SOURCE DATA START

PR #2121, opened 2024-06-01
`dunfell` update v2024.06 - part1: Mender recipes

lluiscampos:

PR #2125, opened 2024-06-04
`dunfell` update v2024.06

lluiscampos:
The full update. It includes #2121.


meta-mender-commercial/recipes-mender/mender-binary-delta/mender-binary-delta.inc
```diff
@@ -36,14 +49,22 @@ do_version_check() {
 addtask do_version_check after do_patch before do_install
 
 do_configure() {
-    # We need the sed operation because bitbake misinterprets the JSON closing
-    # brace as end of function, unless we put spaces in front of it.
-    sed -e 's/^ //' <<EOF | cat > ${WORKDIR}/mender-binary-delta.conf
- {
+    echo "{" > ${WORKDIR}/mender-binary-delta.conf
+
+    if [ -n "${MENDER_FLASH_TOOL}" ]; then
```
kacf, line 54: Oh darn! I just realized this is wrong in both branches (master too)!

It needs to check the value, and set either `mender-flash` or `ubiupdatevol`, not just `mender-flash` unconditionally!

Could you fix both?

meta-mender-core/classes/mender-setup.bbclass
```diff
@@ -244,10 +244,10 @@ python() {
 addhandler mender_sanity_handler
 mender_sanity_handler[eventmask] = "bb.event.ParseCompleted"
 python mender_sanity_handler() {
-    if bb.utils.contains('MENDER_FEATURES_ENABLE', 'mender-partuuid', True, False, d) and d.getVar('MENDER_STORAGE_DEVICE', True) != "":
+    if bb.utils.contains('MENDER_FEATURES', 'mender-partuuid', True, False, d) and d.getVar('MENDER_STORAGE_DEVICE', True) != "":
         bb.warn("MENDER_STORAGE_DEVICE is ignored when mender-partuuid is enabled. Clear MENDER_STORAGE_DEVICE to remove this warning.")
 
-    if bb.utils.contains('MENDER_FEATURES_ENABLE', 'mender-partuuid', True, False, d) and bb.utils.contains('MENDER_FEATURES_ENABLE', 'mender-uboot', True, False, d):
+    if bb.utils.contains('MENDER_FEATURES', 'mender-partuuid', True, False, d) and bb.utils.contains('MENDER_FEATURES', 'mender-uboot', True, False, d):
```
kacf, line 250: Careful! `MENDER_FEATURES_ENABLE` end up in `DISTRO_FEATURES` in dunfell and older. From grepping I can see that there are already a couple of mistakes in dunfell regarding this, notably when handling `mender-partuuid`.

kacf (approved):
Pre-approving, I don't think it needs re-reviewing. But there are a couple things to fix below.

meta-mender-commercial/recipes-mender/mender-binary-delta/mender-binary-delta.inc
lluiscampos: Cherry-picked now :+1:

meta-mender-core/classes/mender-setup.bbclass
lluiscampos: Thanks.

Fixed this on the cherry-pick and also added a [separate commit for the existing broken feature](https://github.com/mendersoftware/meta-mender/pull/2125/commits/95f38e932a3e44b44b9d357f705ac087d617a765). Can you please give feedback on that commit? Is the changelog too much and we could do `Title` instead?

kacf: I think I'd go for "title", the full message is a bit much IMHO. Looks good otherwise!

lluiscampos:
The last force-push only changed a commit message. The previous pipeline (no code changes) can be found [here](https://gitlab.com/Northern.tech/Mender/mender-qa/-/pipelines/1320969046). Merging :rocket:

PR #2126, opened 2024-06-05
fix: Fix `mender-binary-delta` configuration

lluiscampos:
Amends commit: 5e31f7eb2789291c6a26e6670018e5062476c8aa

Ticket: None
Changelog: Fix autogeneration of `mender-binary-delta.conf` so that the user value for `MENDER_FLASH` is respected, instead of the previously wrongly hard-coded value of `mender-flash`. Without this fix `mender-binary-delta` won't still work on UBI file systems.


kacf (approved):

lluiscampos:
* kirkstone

SOURCE DATA END

[TASK STATEMENT]
Check each line above for the string "needs" and copy every line that has it.

[TASK OUTPUT]
It needs to check the value, and set either `mender-flash` or `ubiupdatevol`, not just `mender-flash` unconditionally!
Pre-approving, I don't think it needs re-reviewing. But there are a couple things to fix below.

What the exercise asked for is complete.